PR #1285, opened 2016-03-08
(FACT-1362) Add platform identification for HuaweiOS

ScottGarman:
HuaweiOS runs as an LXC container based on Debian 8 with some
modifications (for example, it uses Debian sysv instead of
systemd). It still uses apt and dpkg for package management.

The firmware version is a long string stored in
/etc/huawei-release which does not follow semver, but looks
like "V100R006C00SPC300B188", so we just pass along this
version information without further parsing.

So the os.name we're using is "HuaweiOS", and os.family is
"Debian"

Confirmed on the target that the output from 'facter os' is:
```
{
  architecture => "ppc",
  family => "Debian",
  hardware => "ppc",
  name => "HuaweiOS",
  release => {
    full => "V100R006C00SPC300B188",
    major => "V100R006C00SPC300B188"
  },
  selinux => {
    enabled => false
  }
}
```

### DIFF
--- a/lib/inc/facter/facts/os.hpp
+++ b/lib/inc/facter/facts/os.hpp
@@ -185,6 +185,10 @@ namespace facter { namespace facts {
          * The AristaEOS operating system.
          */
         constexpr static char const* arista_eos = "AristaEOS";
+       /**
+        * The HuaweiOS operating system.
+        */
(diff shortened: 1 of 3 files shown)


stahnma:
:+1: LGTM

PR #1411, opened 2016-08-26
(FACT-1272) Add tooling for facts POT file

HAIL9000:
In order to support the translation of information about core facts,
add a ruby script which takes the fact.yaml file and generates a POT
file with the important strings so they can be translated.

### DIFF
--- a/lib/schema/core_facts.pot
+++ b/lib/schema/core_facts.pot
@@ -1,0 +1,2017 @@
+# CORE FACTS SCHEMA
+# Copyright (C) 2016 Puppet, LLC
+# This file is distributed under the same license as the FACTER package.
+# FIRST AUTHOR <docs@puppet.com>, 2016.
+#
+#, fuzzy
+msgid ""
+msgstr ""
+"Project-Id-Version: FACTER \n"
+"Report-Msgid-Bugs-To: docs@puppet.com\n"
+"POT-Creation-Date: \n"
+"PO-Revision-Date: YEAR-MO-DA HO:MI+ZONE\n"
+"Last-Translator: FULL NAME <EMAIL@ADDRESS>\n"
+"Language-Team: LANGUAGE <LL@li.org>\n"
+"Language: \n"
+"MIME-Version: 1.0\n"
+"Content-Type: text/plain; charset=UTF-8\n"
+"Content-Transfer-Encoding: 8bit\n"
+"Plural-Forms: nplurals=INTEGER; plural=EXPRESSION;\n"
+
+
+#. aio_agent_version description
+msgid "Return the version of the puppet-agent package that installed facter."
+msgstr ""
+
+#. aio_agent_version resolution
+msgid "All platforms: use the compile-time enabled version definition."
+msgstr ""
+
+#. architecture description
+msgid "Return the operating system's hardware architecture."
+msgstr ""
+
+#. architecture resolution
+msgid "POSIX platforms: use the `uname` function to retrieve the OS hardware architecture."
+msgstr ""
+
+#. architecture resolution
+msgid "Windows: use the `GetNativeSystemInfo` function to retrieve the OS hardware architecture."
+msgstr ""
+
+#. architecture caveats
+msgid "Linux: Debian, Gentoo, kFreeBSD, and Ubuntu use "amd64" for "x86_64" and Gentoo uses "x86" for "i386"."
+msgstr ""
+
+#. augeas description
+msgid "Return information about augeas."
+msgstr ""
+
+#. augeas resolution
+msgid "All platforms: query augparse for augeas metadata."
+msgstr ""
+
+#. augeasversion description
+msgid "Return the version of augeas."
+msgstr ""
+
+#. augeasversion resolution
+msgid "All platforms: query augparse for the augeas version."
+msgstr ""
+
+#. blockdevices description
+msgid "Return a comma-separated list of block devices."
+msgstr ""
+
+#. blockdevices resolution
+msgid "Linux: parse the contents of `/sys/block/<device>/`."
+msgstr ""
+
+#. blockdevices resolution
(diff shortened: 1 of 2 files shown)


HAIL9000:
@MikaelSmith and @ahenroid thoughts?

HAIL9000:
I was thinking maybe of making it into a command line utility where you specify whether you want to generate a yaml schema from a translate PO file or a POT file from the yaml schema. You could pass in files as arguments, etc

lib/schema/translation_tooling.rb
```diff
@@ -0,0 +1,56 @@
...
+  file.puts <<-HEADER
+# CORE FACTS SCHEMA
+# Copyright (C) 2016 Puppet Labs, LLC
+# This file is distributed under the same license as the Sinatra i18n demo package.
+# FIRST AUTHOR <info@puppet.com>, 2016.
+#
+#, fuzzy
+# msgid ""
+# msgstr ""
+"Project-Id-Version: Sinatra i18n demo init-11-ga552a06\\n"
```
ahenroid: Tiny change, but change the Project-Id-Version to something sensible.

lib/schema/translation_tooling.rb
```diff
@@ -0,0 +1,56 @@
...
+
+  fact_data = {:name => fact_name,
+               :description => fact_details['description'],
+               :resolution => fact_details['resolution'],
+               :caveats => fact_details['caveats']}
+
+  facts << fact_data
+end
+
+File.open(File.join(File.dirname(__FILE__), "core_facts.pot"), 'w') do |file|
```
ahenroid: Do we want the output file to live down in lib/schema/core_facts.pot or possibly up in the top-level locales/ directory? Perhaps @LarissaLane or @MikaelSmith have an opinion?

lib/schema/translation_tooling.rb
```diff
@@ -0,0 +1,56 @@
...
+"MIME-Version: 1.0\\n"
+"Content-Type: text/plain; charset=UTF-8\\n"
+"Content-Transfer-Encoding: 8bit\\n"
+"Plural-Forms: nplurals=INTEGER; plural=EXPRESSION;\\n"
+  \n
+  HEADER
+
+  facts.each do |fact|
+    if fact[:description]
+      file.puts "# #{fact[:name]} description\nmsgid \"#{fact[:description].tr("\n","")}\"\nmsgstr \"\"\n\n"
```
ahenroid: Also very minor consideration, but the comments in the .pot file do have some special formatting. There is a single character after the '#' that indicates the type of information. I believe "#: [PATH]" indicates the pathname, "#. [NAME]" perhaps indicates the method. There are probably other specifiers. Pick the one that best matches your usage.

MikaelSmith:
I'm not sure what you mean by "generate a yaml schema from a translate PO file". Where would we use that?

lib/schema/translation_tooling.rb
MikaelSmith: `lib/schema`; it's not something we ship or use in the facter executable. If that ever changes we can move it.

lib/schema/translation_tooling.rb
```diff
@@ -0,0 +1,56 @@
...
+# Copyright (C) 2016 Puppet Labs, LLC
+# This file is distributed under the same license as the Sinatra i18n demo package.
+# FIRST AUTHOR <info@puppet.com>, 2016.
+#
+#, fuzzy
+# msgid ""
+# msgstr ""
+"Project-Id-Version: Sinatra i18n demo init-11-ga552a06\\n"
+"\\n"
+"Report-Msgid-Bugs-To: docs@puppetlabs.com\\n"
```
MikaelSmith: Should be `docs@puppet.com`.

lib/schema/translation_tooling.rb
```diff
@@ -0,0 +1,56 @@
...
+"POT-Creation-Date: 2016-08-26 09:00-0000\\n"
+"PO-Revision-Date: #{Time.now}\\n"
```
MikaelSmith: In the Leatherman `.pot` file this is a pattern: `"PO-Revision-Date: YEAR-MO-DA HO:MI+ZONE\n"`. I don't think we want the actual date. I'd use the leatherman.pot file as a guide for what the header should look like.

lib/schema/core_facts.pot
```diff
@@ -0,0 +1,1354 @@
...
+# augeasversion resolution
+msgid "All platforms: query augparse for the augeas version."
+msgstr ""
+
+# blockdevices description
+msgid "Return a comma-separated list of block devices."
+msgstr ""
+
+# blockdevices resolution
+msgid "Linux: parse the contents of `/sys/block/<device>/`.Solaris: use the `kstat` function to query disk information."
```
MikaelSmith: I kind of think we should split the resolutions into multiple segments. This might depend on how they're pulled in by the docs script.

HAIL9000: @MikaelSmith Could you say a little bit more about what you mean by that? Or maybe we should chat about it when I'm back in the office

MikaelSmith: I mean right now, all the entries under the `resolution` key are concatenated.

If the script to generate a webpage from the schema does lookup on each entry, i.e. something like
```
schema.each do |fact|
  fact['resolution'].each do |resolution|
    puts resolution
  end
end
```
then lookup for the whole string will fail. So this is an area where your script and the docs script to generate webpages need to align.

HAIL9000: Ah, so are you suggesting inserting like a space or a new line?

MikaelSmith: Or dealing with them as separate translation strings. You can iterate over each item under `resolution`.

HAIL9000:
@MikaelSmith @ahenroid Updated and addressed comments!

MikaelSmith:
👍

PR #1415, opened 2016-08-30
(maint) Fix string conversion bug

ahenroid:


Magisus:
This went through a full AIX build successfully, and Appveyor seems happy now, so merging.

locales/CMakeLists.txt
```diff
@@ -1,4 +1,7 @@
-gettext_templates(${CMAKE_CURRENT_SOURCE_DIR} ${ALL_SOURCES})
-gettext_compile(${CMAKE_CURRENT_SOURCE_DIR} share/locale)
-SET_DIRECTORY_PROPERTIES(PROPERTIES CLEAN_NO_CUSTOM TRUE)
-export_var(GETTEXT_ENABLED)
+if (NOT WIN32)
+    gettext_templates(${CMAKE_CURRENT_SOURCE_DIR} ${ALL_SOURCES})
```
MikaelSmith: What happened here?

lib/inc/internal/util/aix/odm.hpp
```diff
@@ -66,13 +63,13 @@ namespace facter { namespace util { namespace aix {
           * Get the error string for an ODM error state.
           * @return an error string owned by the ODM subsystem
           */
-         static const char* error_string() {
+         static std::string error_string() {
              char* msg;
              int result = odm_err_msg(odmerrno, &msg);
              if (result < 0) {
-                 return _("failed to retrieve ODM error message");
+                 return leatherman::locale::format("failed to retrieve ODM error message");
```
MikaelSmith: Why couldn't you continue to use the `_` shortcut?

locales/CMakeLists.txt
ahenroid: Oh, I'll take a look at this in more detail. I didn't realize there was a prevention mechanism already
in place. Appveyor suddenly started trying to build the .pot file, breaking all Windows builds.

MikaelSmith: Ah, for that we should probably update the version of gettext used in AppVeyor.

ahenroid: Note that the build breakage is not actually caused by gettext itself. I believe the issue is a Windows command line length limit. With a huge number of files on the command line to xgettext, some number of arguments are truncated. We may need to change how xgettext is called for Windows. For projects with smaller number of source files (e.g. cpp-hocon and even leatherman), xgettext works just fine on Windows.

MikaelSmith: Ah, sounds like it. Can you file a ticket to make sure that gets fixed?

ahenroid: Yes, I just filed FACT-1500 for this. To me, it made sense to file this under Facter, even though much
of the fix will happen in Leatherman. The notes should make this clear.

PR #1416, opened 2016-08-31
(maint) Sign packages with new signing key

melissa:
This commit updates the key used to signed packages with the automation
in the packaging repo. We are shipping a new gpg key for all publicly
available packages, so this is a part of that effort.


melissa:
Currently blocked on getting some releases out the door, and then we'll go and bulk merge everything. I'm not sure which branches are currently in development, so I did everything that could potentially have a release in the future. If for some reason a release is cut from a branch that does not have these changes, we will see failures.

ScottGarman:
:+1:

• • •

■ INSTRUCTIONS FOR THE TASK
What lines of the material above hold the string "docs"? Please copy them.

■ SOLVED PROBLEM
+# FIRST AUTHOR <docs@puppet.com>, 2016.
+"Report-Msgid-Bugs-To: docs@puppet.com\n"
+"Report-Msgid-Bugs-To: docs@puppetlabs.com\\n"
MikaelSmith: Should be `docs@puppet.com`.
MikaelSmith: I kind of think we should split the resolutions into multiple segments. This might depend on how they're pulled in by the docs script.
then lookup for the whole string will fail. So this is an area where your script and the docs script to generate webpages need to align.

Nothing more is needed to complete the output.